PR #1915, opened 2023-07-24
[master] SDO helper context removal

rfelcman:
This change allows remove specified SDO helper context. It offers to applications or application frameworks like Oracle ADF to control/remove unused helper context from the memory as in case of older JVMs (1.8.0) high amount of Metaspace memory should be occupied.
Application or application framework must recreate helper context if it will be used again.


lukasj (approved):
LGTM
..........
| WHAT THIS TASK INVOLVES |
Every entry above should be transcribed exactly as it appears.

| EXERCISE RESULT |
PR #1915, opened 2023-07-24
[master] SDO helper context removal

rfelcman:
This change allows remove specified SDO helper context. It offers to applications or application frameworks like Oracle ADF to control/remove unused helper context from the memory as in case of older JVMs (1.8.0) high amount of Metaspace memory should be occupied.
Application or application framework must recreate helper context if it will be used again.


lukasj (approved):
LGTM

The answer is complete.